Task to complete: Some lines below hold "refresh". Pick them out and copy them.

[[ Extracted information open ]]

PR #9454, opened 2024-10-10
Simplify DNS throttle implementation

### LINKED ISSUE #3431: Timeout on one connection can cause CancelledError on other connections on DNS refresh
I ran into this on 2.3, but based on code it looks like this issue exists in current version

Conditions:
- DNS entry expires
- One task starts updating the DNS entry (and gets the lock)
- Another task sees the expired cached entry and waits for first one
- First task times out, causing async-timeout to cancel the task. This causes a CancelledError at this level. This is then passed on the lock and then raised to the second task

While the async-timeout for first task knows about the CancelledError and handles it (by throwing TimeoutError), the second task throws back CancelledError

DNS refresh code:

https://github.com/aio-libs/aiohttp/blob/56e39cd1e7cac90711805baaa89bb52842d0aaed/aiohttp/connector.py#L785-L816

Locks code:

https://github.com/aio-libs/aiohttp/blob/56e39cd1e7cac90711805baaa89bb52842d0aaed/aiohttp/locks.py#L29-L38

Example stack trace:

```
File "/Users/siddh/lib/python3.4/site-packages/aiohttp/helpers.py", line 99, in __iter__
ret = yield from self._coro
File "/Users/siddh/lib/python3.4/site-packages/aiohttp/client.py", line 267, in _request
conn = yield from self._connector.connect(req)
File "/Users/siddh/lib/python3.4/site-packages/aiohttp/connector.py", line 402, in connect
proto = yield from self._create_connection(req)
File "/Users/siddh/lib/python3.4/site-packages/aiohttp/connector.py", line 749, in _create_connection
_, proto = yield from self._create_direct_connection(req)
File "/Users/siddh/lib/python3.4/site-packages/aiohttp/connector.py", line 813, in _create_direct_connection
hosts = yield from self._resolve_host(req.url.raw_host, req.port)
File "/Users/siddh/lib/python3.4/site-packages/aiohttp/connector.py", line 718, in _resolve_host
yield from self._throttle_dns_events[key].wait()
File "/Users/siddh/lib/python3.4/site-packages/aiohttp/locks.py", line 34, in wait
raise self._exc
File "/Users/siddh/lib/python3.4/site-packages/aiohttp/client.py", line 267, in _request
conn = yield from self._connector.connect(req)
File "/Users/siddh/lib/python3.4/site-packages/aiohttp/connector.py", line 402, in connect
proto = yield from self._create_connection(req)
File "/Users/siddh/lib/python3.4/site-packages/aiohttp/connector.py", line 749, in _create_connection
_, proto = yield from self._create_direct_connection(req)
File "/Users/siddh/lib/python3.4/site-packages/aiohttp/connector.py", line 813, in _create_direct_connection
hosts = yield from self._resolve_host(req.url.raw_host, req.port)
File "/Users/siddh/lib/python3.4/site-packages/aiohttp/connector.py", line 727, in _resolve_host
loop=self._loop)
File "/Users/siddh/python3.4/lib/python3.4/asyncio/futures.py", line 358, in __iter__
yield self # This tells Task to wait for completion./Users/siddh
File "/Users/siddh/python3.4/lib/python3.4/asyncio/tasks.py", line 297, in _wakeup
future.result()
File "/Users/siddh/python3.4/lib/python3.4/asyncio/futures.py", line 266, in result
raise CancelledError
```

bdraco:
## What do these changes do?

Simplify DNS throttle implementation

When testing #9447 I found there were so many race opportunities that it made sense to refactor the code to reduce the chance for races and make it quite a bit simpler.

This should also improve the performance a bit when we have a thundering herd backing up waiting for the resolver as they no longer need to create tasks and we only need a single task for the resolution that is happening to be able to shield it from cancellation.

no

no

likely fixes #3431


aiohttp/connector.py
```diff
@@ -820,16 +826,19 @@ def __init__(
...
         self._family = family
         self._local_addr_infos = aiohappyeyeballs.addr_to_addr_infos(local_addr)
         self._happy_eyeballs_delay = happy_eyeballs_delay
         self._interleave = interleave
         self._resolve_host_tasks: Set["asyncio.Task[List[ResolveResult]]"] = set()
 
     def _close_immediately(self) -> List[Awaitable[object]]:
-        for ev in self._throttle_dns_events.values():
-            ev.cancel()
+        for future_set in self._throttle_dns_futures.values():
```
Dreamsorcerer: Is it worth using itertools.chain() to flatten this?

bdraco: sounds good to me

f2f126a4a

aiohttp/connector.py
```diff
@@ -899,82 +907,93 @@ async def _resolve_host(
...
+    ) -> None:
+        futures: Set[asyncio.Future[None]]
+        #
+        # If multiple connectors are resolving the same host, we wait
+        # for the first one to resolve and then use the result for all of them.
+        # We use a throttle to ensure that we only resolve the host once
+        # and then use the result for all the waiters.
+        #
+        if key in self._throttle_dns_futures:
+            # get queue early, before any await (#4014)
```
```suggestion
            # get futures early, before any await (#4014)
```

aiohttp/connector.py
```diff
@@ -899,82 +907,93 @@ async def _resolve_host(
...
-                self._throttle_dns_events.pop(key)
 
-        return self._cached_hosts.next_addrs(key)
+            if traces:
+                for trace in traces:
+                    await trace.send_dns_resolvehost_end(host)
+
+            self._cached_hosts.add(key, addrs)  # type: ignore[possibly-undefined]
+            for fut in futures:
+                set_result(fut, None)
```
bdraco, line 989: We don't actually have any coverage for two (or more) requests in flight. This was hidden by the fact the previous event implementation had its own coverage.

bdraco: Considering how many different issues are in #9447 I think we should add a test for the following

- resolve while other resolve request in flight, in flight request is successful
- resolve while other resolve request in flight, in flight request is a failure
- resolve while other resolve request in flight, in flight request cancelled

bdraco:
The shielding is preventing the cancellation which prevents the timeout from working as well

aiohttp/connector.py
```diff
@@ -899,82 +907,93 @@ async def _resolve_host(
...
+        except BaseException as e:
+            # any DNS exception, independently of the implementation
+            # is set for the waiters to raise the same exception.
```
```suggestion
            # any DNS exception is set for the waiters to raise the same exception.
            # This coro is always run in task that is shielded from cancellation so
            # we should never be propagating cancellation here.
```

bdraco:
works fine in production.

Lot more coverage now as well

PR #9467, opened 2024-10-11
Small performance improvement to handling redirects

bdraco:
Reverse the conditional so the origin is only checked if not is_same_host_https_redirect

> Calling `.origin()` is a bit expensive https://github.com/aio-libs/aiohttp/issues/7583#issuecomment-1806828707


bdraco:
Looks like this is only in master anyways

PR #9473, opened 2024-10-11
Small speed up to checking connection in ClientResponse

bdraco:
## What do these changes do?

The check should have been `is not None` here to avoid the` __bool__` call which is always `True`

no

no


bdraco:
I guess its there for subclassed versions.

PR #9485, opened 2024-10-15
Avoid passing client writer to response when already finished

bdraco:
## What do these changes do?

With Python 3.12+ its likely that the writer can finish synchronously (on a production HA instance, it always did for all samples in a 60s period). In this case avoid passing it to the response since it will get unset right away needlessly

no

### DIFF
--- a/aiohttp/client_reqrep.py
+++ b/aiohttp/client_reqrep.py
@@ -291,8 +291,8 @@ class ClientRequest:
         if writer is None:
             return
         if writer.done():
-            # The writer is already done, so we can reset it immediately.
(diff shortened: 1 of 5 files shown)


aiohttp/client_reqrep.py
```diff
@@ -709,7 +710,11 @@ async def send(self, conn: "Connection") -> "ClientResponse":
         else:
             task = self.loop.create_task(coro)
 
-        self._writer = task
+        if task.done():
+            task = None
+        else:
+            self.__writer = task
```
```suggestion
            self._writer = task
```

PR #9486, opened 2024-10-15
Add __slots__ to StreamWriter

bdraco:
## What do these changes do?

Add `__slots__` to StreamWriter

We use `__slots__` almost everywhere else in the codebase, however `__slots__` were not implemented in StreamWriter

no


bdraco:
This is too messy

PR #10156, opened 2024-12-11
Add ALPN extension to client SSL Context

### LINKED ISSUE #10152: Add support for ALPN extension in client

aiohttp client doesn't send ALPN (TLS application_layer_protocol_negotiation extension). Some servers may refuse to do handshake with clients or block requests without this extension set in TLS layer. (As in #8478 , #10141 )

[[ Extracted information closed ]]
[[ Extracted information open ]]

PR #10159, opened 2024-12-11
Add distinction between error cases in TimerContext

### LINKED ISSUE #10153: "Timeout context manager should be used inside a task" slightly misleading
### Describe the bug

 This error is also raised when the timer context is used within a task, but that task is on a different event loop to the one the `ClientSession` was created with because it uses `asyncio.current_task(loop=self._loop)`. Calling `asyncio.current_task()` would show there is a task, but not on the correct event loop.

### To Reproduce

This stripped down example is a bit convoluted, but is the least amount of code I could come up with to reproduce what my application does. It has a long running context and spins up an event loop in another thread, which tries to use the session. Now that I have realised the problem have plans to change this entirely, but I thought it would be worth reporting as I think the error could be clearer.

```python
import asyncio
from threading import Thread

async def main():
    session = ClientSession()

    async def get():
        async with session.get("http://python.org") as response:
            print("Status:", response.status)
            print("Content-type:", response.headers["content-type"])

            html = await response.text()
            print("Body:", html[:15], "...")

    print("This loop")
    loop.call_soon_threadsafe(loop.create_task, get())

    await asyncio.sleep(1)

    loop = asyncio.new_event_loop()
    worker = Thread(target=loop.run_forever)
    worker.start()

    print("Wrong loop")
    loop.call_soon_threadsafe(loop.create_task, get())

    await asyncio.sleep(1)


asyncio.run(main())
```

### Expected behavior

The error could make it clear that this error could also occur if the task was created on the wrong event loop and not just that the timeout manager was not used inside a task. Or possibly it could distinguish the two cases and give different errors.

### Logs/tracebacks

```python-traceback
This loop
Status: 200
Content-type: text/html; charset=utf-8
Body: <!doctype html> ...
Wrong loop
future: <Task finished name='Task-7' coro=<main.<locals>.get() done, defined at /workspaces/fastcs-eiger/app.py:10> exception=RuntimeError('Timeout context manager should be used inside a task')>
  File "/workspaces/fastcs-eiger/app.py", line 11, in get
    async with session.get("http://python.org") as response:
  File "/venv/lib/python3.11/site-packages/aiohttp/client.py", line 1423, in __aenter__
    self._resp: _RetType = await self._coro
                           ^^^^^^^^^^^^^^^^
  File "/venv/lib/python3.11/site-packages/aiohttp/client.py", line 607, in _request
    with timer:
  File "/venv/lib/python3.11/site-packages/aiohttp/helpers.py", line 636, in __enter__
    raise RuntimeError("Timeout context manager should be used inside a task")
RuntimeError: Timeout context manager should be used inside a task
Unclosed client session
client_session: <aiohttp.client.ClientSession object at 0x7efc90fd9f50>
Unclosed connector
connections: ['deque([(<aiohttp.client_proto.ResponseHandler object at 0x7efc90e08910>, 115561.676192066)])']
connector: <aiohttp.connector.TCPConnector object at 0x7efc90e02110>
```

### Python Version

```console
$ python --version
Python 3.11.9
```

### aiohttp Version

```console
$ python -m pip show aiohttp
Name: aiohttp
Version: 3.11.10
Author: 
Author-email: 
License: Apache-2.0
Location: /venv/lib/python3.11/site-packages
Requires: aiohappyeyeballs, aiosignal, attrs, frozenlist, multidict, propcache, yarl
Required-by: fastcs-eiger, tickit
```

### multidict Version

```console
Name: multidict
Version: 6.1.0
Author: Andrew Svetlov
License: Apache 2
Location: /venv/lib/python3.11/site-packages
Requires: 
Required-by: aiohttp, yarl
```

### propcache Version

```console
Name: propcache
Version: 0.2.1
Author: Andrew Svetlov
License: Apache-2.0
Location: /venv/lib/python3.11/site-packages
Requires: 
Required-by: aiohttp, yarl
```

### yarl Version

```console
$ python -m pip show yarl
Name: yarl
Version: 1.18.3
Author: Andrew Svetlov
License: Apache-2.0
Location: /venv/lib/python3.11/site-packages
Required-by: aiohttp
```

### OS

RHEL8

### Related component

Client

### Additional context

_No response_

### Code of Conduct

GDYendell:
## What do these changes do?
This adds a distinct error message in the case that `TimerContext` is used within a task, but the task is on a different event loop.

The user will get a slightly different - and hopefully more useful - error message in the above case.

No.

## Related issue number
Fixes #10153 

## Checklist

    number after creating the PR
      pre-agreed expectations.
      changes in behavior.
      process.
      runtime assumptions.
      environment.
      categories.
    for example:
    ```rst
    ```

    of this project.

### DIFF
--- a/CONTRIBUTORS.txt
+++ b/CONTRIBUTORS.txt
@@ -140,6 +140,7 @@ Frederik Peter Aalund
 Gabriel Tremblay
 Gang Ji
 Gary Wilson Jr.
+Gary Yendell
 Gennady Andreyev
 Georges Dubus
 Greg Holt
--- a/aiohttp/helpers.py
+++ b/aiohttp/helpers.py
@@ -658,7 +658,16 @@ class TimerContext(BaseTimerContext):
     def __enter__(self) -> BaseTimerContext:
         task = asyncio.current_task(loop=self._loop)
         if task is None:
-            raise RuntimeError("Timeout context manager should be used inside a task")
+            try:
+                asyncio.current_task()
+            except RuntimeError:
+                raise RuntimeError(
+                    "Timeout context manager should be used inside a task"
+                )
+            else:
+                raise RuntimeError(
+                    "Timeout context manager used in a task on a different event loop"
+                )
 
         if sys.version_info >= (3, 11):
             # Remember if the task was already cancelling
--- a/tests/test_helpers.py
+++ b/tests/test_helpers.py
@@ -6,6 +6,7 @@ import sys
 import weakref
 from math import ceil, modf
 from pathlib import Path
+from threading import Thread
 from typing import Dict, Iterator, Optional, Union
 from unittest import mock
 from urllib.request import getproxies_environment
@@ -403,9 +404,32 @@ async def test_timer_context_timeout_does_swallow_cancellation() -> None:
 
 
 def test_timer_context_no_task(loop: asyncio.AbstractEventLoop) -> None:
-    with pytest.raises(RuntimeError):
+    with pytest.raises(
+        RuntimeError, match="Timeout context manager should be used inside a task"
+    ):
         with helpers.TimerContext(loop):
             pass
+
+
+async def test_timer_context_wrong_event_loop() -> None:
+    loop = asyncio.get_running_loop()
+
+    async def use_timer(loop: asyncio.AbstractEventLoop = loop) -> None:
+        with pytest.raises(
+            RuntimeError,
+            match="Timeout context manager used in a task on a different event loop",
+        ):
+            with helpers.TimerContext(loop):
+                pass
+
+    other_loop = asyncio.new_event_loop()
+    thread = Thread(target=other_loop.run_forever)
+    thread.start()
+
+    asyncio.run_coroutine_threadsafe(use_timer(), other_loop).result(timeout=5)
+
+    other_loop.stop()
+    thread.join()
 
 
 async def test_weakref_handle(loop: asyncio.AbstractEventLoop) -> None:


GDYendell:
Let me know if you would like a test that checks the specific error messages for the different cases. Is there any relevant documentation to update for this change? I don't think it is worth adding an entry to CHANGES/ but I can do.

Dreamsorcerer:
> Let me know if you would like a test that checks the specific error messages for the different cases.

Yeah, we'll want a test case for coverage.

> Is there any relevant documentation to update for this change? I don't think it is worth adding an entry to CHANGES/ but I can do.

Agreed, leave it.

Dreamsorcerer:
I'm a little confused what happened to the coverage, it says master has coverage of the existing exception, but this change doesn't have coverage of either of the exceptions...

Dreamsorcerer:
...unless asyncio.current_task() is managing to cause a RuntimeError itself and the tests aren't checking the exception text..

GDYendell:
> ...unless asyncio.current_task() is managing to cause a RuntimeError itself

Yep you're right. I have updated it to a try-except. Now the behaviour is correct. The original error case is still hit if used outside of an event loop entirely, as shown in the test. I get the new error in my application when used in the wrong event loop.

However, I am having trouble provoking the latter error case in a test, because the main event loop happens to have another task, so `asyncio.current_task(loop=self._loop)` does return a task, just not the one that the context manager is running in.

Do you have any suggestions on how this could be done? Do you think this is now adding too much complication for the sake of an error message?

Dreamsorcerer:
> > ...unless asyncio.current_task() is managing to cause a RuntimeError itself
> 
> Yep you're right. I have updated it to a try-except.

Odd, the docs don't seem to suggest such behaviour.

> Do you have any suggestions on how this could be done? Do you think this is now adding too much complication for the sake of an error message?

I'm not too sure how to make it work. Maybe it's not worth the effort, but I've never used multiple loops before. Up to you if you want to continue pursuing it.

[[ Extracted information closed ]]

Expected answer:
### LINKED ISSUE #3431: Timeout on one connection can cause CancelledError on other connections on DNS refresh
DNS refresh code:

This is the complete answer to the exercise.